--- TASK DIRECTIONS ---
From the records below, please repeat exactly the line that has "branches: [ main ]", the line that has "looks good however", and every line between them, and nothing else.

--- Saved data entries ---
══════════════════════════════
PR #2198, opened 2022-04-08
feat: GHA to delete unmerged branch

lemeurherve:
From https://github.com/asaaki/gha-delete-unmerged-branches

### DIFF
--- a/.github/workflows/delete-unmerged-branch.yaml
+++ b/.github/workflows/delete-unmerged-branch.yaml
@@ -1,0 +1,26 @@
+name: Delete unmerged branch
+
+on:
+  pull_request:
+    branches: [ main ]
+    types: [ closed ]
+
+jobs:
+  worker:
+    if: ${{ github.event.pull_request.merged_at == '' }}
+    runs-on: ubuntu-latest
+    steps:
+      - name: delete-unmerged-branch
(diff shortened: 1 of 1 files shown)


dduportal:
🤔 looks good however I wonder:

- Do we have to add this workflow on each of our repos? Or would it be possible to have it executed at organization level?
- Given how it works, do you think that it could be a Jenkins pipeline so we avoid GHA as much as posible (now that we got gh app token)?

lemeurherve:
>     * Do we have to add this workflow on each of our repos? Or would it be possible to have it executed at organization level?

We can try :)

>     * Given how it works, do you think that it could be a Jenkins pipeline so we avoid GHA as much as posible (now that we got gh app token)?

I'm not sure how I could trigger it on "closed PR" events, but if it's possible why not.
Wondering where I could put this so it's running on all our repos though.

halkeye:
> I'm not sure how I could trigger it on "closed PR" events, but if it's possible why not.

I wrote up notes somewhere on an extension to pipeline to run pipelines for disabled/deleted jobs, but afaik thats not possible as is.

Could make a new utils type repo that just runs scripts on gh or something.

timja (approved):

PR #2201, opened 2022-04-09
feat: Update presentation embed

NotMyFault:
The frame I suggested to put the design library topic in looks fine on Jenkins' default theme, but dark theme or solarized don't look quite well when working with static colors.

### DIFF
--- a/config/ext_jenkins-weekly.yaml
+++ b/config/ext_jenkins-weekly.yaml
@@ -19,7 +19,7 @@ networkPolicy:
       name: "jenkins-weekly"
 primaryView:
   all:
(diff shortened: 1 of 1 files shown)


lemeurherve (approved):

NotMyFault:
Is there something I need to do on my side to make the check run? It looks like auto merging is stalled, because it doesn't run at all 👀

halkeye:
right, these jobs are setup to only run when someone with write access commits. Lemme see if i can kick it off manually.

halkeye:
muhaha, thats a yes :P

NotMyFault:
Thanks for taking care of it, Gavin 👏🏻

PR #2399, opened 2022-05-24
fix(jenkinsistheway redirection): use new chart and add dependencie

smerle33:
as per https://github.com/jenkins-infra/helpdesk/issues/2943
══════════════════════════════
--- OUTPUT FOR THIS EXERCISE ---
+    branches: [ main ]
+    types: [ closed ]
+
+jobs:
+  worker:
+    if: ${{ github.event.pull_request.merged_at == '' }}
+    runs-on: ubuntu-latest
+    steps:
+      - name: delete-unmerged-branch
(diff shortened: 1 of 1 files shown)


dduportal:
🤔 looks good however I wonder:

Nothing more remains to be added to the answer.